Segment Start: Records to use

PR #254, opened 2021-02-26
Refactored the FT Map to lay the foundations for processing annotations

mhutchinson:
The key changes here are:
 * Parse the statements, and then partition them into different collections for each logical type
 * Return a Result object instead of a bunch of collections (to which we will be adding more collections to)

Because the collections are pre-filtered in the partition stage, some of the DoFns have been
simplified to return the parsed object directly instead of using the emitter (which was needed
to support returning nothing, if the statement was the wrong type).

### DIFF
--- a/binary_transparency/firmware/internal/ftmap/pipeline.go
+++ b/binary_transparency/firmware/internal/ftmap/pipeline.go
@@ -29,9 +29,13 @@ import (
 )
 
 func init() {
-	beam.RegisterFunction(parseLogEntryFn)
+	beam.RegisterFunction(parseStatementFn)
+	beam.RegisterFunction(parseFirmwareFn)
+	beam.RegisterFunction(partitionFn)
 	beam.RegisterType(reflect.TypeOf((*InputLogMetadata)(nil)).Elem())
 	beam.RegisterType(reflect.TypeOf((*InputLogLeaf)(nil)).Elem())
+	beam.RegisterType(reflect.TypeOf((*PipelineResult)(nil)).Elem())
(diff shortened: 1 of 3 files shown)


yogeshbdeshpande (approved):

binary_transparency/firmware/internal/ftmap/pipeline.go
```diff
@@ -115,29 +148,50 @@ func (b *MapBuilder) getLogEnd(requiredEntries int64) (int64, []byte, error) {
 	return requiredEntries, golden, nil
 }
 
-// firmwareLogEntry is a parsed version of InputLogLeaf.
-type firmwareLogEntry struct {
-	Index    int64
-	Firmware api.FirmwareMetadata
+// partitionFn partitions the statements by type.
+// If you change the implementation here, then the cardinality needs to be
+// changed where this function is applied.
```
AlCutter, line 153: Just a thought, you could have an explicit set of consts for the partitions like below and avoid/technically enforce the "if you ___, then don't forget to ___" :

```golang
const (
 FirmwareMetaPartition = iota
 MalwareStatementPartition
 // Add new partitions here
 ...
 MaxPartitions
)
```

and use `MaxPartitions` in the `beam.Partition` call directly.

AlCutter (approved):
One mini suggestion inline.

binary_transparency/firmware/internal/ftmap/pipeline.go
mhutchinson: This is super neat, and I forgot Go could do enums for some reason. Done!

PR #257, opened 2021-03-04
Updated Trillian and made required changes

mhutchinson:
This is a big one as the interactive/DB-backed Map has been removed from Trillian, which meant that the `registers` and `etherslurp` examples were left without the library they were demonstrating. They could be fixed up to use the new experimental batchmap if this is a direction we want to go in, but I suggest we drop them and re-add them, or we risk falling further behind Trillian while this work is done.

`HStar2` was also removed, so some verification code was updated to use `HStar3` instead.


AlCutter (approved):
Is it worth popping an issue in as a TODO to consider re-adding these at a future date?

mhutchinson:
I've created issue #266 for the demos. I've had fun rebasing and merging these go.{mod,sum} files, but this should be good now.

PR #276, opened 2021-03-29
[serverless] Flesh out sequencing support

AlCutter:


serverless/internal/storage/fs/fs.go
```diff
@@ -102,21 +116,123 @@ func (fs *Storage) LogState() api.LogState {
...
+		}
+
+		// All done!
+		break
+	}
+
+	return nil
+}
+
+// createExcl, creates the named file before writing the data in d to it.
```
mhutchinson, line 196: `createExcl` took me a few turns to parse. I expanded its name to mean "this methods creates an excl.*" and started expanding this to "exclusion" etc first.

serverless/internal/storage/fs/fs.go
```diff
@@ -102,21 +116,123 @@ func (fs *Storage) LogState() api.LogState {
...
+// This method will attempt to silently squash duplicate leaves, but it cannot
+// be guaranteed that no duplicate entries will exist.
 func (fs *Storage) Sequence(leafhash []byte, leaf []byte) error {
-	return errors.New("unimplemented")
+	// 1. Check for dupe leafhash
+	// 2. Write temp file
+	// 3. Hard link temp -> seq file
+	// 4. Optimistically symlink leafhash -> seq file
+
+	// Ensure the leafhash diretory structure is pressent
```
mhutchinson, line 141:
```suggestion
	// Ensure the leafhash directory structure is present
```

serverless/internal/storage/fs/fs.go
```diff
@@ -23,29 +23,35 @@ import (
...
 //  <rootDir>/leaves/aa/bb/cc/ddeeff...
+//  <rootDir>/leaves/pending/aabbccddeeff...
 //  <rootDir>/seq/aa/bb/cc/ddeeff...
 //  <rootDir>/tile/<level>/aa/bb/ccddee...
 //  <rootDir>/state
 //
 // The functions on this struct are not thread-safe.
 type Storage struct {
 	rootDir string
+	nextSeq uint64
```
mhutchinson, line 48: It would help to comment this with the invariant that it will never point ahead of the next sequence. It may however be pointing at an old entry and this won't cause it to stomp on the already sequenced data. In effect, this is a performance improvement rather than anything functional (if this was always set to 0 the sequencing would work, but it would be slow).

serverless/internal/storage/fs/fs.go
```diff
@@ -102,21 +116,123 @@ func (fs *Storage) LogState() api.LogState {
...
+	if err := tmpFile.Close(); err != nil {
+		return err
+	}
+	return nil
+}
+
+// ScanSequenced calls the provided function once for each contiguous entry
+// in storage starting at begin.
+// The scan will abort if the function returns an error.
+func (fs *Storage) ScanSequenced(begin uint64, f func(seq uint64, entry []byte) error) (uint64, error) {
```
mhutchinson, line 220: Document the return value. It could be the last index or the number of sequenced entries. (it's the number of sequenced entries, but I only know from reading the impl)

mhutchinson (approved):

serverless/internal/storage/fs/fs.go
AlCutter: -> `createExclusive`

serverless/internal/storage/fs/fs.go
AlCutter: Man, some high quality typing right there, ta!

serverless/internal/storage/fs/fs.go
AlCutter: done

serverless/internal/storage/fs/fs.go
AlCutter: done

PR #277, opened 2021-03-29
[serverless] Flesh out integration implementation

AlCutter:


AlCutter:
rebased

serverless/internal/log/integrate.go
```diff
@@ -17,25 +17,150 @@
...
+	l, err := strconv.ParseUint(p[0], 16, 64)
+	if err != nil {
+		panic(err)
+	}
+	i, err := strconv.ParseUint(p[1], 16, 64)
+	if err != nil {
+		panic(err)
+	}
+	return l, i
 }
```
mhutchinson, line 166: Does it have to go via a string? You can just make a struct to encode the level & index, e.g. https://play.golang.org/p/E0Ef80nkSsY

serverless/internal/log/integrate.go
```diff
@@ -17,25 +17,150 @@
...
+
+	r, err := baseRange.GetRootHash(nil)
+	if err != nil {
+		return fmt.Errorf("invalid log state, unable to recalculate root: %w", err)
+	}
+	glog.Infof("Loaded state with roothash %x", r)
+
+	tiles := make(map[string]*api.Tile)
+
+	visitor := func(id compact.NodeID, hash []byte) {
```
mhutchinson, line 73: Some documentation on this would be useful. There's a lot going on here as this is binding a) the visitor pattern from compact range, b) the in-memory `tiles` map, c) the actual storage.

The upshot of what it's trying to do from what I can see is: populate `tiles` with all the tiles that need to be updated. This creates new tiles if needed, and updates any existing tiles already in the storage. The tiles will not be written back to storage, but will be stored in `tiles` afterwards.

serverless/internal/log/integrate.go
```diff
@@ -17,25 +17,150 @@
...
+			// Update range and set internal nodes
+			newRange.Append(lh, visitor)
+			return nil
+		})
+	if err != nil {
+		return fmt.Errorf("error while integrating: %w", err)
+	}
+	if n == 0 {
+		glog.Infof("Nothing to do.")
+		// Nothing to do, nothing done.
```
mhutchinson, line 116: nit: this comment is a little superfluous!

serverless/internal/log/integrate.go
```diff
@@ -17,25 +17,150 @@
...
+	if err := baseRange.AppendRange(newRange, visitor); err != nil {
+		return fmt.Errorf("failed to merge new range onto existing log: %w", err)
+	}
+
+	newRoot, err := baseRange.GetRootHash(nil)
+	if err != nil {
+		return fmt.Errorf("failed to calculate new root hash: %w", err)
+	}
+	glog.Infof("New log state: size 0x%x hash: %x", baseRange.End(), newRoot)
+
```
mhutchinson, line 129: A comment here marking the transition from computation to storage would be useful. Above this point nothing is written, but there's a lot going on and that's not easy to see at a glance.

serverless/internal/log/integrate.go
```diff
@@ -17,25 +17,150 @@
...
+			return fmt.Errorf("failed to store tile at level %d index %d: %w", l, i, err)
+		}
+	}
+
+	newState := api.LogState{
+		RootHash: newRoot,
+		Size:     baseRange.End(),
+		Hashes:   baseRange.Hashes(),
+	}
+	if err := st.UpdateState(newState); err != nil {
```
mhutchinson, line 142: Somewhere around here I think it would be useful to briefly discuss what happens in the event of a failure during this writing phase. I think it all works out to be OK because a) nobody will be reading newer entries until the `State` is updated (which happens at the end), b) the sequence that was consumed this time can't be changed, and thus the next Integrate write will be idempotent and thus complete the work that was happening here.

mhutchinson (approved):

serverless/internal/log/integrate.go
```diff
@@ -17,25 +17,150 @@
...
 )
 
 // Storage represents the set of functions needed by the log tooling.
 type Storage interface {
+	// GetTile returns the tile at the given level & index.
+	GetTile(level, index, logSize uint64) (*api.Tile, error)
+
+	// StoreTile stores the tile at the given level & index.
+	StoreTile(level, index uint64, tile *api.Tile) error
+
```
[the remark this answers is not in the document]
AlCutter: Yeah, the README has a checkbox for more detailed docs on the design and structure of the storage layout etc.

serverless/internal/log/integrate.go
AlCutter: Lovely suggestion, ta.

serverless/internal/log/integrate.go
AlCutter: I've factored out the cache/visitor and added a bunch of comments throughout.

serverless/internal/log/integrate.go
AlCutter: done

PR #279, opened 2021-03-30
[serverless] Add tile support

AlCutter:


serverless/internal/storage/fs/fs.go
```diff
@@ -246,12 +247,76 @@ func (fs *Storage) ScanSequenced(begin uint64, f func(seq uint64, entry []byte)
...
-	return nil, errors.New("unimplemented")
+	tileSize := storage.PartialTileSize(level, index, logSize)
+	p := filepath.Join(layout.TilePath(fs.rootDir, level, index, tileSize))
+	t, err := ioutil.ReadFile(p)
+	if err != nil && !errors.Is(err, os.ErrNotExist) {
+		return nil, fmt.Errorf("failed to read tile at %q: %w", p, err)
+	}
+	if err != nil {
+		return nil, err
+	}
```
mhutchinson, line 258:
```suggestion
	if err != nil {
		if !errors.Is(err, os.ErrNotExist) {
			return nil, fmt.Errorf("failed to read tile at %q: %w", p, err)
	  	}
	 	return nil, err
	}
```

nit suggestion: It reads a little clearer to me if both errors are handled in the same block.

serverless/internal/storage/fs/fs.go
```diff
@@ -246,12 +247,76 @@ func (fs *Storage) ScanSequenced(begin uint64, f func(seq uint64, entry []byte)
...
+	glog.V(2).Infof("StoreTile: level %d index %x ts: %x", level, index, tileSize)
+	if tileSize == 0 || tileSize > 256 {
+		return fmt.Errorf("tileSize %d must be > 0 and <= 256", tileSize)
+	}
+	t, err := json.Marshal(tile)
+	if err != nil {
+		return fmt.Errorf("failed to marshal tile: %w", err)
+	}
+
+	tDir, tFile := layout.TilePath(fs.rootDir, level, index, uint64(tileSize%256))
```
mhutchinson, line 282: Why is the mod 256 needed here? We just asserted it was in range [0, 256).

serverless/internal/storage/fs/fs.go
```diff
@@ -246,12 +247,76 @@ func (fs *Storage) ScanSequenced(begin uint64, f func(seq uint64, entry []byte)
...
+	if err := os.Rename(temp, tPath); err != nil {
+		return fmt.Errorf("failed to rename temporary tile file: %w", err)
+	}
+
+	if tileSize == 256 {
+		partials, err := filepath.Glob(fmt.Sprintf("%s.*", tPath))
+		if err != nil {
+			return fmt.Errorf("failed to list partial tiles for clean up; %w", err)
+		}
+		// Clean up old partial tiles by symlinking them to the new full tile.
```
mhutchinson, line 303: Any reason to symlink instead of hardlink?

mhutchinson (approved):

serverless/internal/storage/fs/fs.go
AlCutter: done

serverless/internal/storage/fs/fs.go
AlCutter: Well, we asserted that it's [1,256] - i.e. not-empty, and not bigger than 2^8.
The logic in `TilePath` is that full tiles are named `ID` and partial tiles named `ID.xx`, so it takes a param with the number of leaves expected for partial tiles and uses that for .xx iff it's > 0.

I've updated the `TilePath` param name and func comment to help make that clearer.

serverless/internal/storage/fs/fs.go
AlCutter: Just thinking ahead a bit - hard links will be interpreted as multiple separate files in some places (e.g. git)

PR #1222, opened 2022-04-07
chore: remove testOnSave vs code setting

p0mvn:
Closes: #XXX

## Description

https://github.com/osmosis-labs/osmosis/pull/1221#discussion_r845570324
______

For contributor use:

### DIFF
--- a/.vscode/settings.json
+++ b/.vscode/settings.json
@@ -2,7 +2,6 @@
   "tabnine.experimentalAutoImports": true,
   "go.lintTool": "golangci-lint",
   "go.formatTool": "gofumports",
-  "go.testOnSave": true,
   "go.useLanguageServer": true,
   "[go.mod]": {
     "editor.formatOnSave": true,


alexanderbez (approved):

ValarDragon:
Why?

p0mvn:
> Why? This is a manual config that AFAICT, most people who I've helped setup vscode really liked,
> 
> Is this too intrusive or smth?

https://github.com/osmosis-labs/osmosis/pull/1221#discussion_r845570324

I noticed that it doesn't work well with auto-save

ValarDragon:
Hrmm, this is unfortunate. So the tradeoff here is picking between:

Option 1: No test on save / auto save config

Noone has to do manual overrides,, new people to the project have to enable test on save manually for better development experience

Option 2: Test on save set

* Better development experience for new folks
* People who want to have auto save, have to override it

Unfortunately, reading through https://code.visualstudio.com/docs/getstarted/settings, I don't see an easy way to override workspace settings :/, seems like its really meant for just linters. (The way to do it seems to me be to doing language specific, user-set setting overrides, which seems like a bit too complex to expect people to do). Given that, I'm more in favor of Option 1, though I do really think option 2 is the right thing in principle =/

What do others think?

alexanderbez:
I'm honestly indifferent. I've never had `testOnSave` set, so I don't know what it's like.

p0mvn:
I'm used to auto-save so I'm biased towards Option 1 where `testOnSave` is optional. However, if you think that it's better for everyone else, I can always override it locally, it's not a problem.

I'm also not sure about how `testOnSave` would work in the environment where we definitely don't want to run the tests on every save. For example, in e2e tests. I think running that concurrently or restarting too often might break the setup. That might be painful for new folks working on something like e2e tests if they don't know about this setting.

alexanderbez:
Yeah I don't see a reason for this to be `true` now that I think of it.

ValarDragon:
SGTM!

PR #1230, opened 2022-04-08
Stableswap CFMM equations

ValarDragon:
Closes: #XXX

## Description

Thus far, all thats been done is transcribing the solved CFMM equation. I manually split out all the parentheticals / divisions, etc. so I could track whats happening. 

Going to try to keep simplifying this, but thought I'd PR it in case people wanted to look at whats happening. This equation is massive :/

It may be worth us just solving the equation by hand, to make the more intermediate terms more easy to abstract into variable names.

______

For contributor use:


x/gamm/pool-models/stableswap/amm.go
```diff
@@ -0,0 +1,73 @@
...
+//		  /(3 (b + y)
+// 			(-27 b^2 x^3 y - 27 b^2 x y^3
+// 				+ sqrt(
+//					(-27 b^2 x^3 y - 27 b^2 x y^3 - 54 b x^3 y^2 - 54 b x y^4 - 27 x^3 y^3 - 27 x y^5)^2
+//					+ 4 (3 b^4 + 12 b^3 y + 18 b^2 y^2 + 12 b y^3 + 3 y^4)^3)
+// 				- 54 b x^3 y^2 - 54 b x y^4 - 27 x^3 y^3 - 27 x y^5)^(1/3))}
+//      + {(b x + x y)/(b + y)}
+// Then notice that the two sqrt terms and surrounding items in the expression are the same.
+// So we replace them with a single term:
+// discriminant = sqrt(
```
ValarDragon, line 36: I don't think this is actually the discriminant, in particular because `a` isn't actually a polynomial in `x` and `y`. Maybe I should just rename this to radical

x/gamm/pool-models/stableswap/amm_test.go
```diff
@@ -0,0 +1,44 @@
...
+		{
+			sdk.NewDec(100),
+			sdk.NewDec(100),
+			sdk.NewDec(1),
+		},
+		// {
+		// 	sdk.NewDec(100000),
+		// 	sdk.NewDec(100000),
+		// 	sdk.NewDec(10000),
+		// },
```
ValarDragon, line 35: This exceeds precision limits, because the equations have terms on the order of `x^6`.

We need to either (or do both of):
* Scale down all inputs to CFMM equations
* Make a new decimal type with a far larger decimal precision bound
* Ensure inputs are small enough, since we can't have these panicking in begin/end block. (Or we make all AMM calls in begin/end block have panic guards)

ValarDragon:
Thoughts on merging this in, and doing further updates against this code? (The CFMM equation is right, and I'd like to parallelize some of the remaining fronts for this)

ValarDragon:
Per call today: To merge after removing accidental contributing.md commit

PR #1231, opened 2022-04-11
Add `BigInt`, `BigDec` to osmomath

mattverse:
## Description
This PR adds BigDec & BigInt to osmomath package. 
sdk.Dec is implemented upon sdk.Int, which has a max bit length of 256 bit. sdk.Dec would then have max bit of 256 + 60 = 316 bits. 

The implementation of BigInt and BigDec changes these constants in the way that BigInt has the max bit length of 512 bit, 
 max BigInt being 2^512-1 = 1.340781e+154, min BigInt = -(2^512-1) = -1.340781e+154

and BigDec having the max bit len of 572(512 + 60). 

The naming of BigInt does bring confusion with big.Int though, open to recommendations for namings for BigInt

______

For contributor use:


alexanderbez (commented):
I don't really know how I feel bringing in the entire dec/int stuff over to osmosis. It's essentially 99% identical apart from the precision bits, right?

I'd be more inclined to either:

1. See if we can use an OSS library to accomplish our goals instead.
2. Modify our SDK fork to support providing custom precision, e.g. construct a decimal with precision bits defined on the type.

ValarDragon:
My main concern with an OSS library for BigDec is that we then have to deal with serialization overheads / longer term maintenance of that. I believe the SDK is working on trying to get a single serialization format for numeric types, and then have multiple decimal backends be deserializable from that. We'd have to maintain such a pairing if we adapted an open source lib like [apd](https://github.com/cockroachdb/apd)

mattverse (commented):
We would also have to add test cases for calculation between sdk.Dec and `BigInt`, but tbd after decision has been made upon how we want to push forward Dec bit

ValarDragon:
Why do we have the `BigInt` file? I think we should just have `BigDec` right, and make all methods truncate to sdk.Int?

mattverse:
sdk.Int is what contains the restriction for 256bit

mconcat:
How do you think about adding bit precision parameter to NewInt/NewDec on SDK fork, and use it for precise computation purpose? So normally 256-bit NewInt will be constructed using `sdk.NewInt(3)`, but for different precision something like `sdk.NewIntBitPrec(3, 512)`.

mattverse:
Yeah that was one of the main points per yesterday's discussion. I guess it's a trade off, one way or the other. With that being said, on the second thought, my thoughts are leaning towards @ValarDragon's opinion on using `BigDec` instead of fixing the original Dec type

fedekunze:
curious why do you need to support a bigger bit len on Osmo

alexanderbez:
> How do you think about adding bit precision parameter to NewInt/NewDec on SDK fork, and use it for precise computation purpose? So normally 256-bit NewInt will be constructed using `sdk.NewInt(3)`, but for different precision something like `sdk.NewIntBitPrec(3, 512)`.
> 
> (and make type alias for the 512-bit precision Int/Dec)

This was my proposal on the call.

alexanderbez:
I'm not sure I follow? I think it's pretty straightforward actually. All you do is move the private bit variable internally into the `Dec` type directly. No APIs change. You only introduce a few new APIs and change a bit of the logic where the bit variable is used.

mattverse:
Yeah your right. Changing Dec struct in sdk side looks like a more sustainable solution in software development pov.

I'm down to closing this PR and making changes in the sdk side, I'm also curious what @ValarDragon  thinks

alexanderbez:
As long as it doesn't change the marshaling, which it doesn't AFAIK (but we should confirm via a simple unit test), then it should be pretty straight forward. But yeah I'm curious to see what @ValarDragon thinks.

ValarDragon:
I'm not really in favor of doing a max precision field in the type itself. Its not how any other fixed precision integer libraries I've worked with before act, and I don't think its the right long term.

One thing thats common is templating / using a generic for fixed word sizes

mconcat:
We can do something like
```go
type Int[T BitSize] struct {
  *big.Int
}

type BitSize interface {
  BitSize() int
}

type BitSize256 struct {}
func (BitSize256) BitSize() int { return 256 }

type BitSize512 struct {}
func (BitSize512) BitSize() int { return 512 }

// inside of sdk.Int usage...
func (i Int[T]) SomeFunc() {
  bitsize := T.BitSize()
}
```

ValarDragon:
Yeah, I think thats the right generalized approach. Thats similar to what is done in Arkworks / other algebra libraries I'm familiar with. (https://github.com/arkworks-rs/algebra/blob/master/ff/src/biginteger/mod.rs#L25-L26) (If you look into the macros that implement these, are some optimizations for different word sizes / loop unrolling, but we likely won't need to chase speeds that fast)

I think we can leave that approach to much future work though.

alexanderbez:
I like the generics approach @mattverse! We should make those changes in the SDK though :)

ValarDragon (approved):
I recommend we go ahead and merge this, and then do further error analysis for bounds on this in stableswap review. (And potentially deleting bigint later)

Segment End: Records to use

Work out the count of lines in the data above containing the string "inputs". Give it alone.

■ **Exercise output**:
2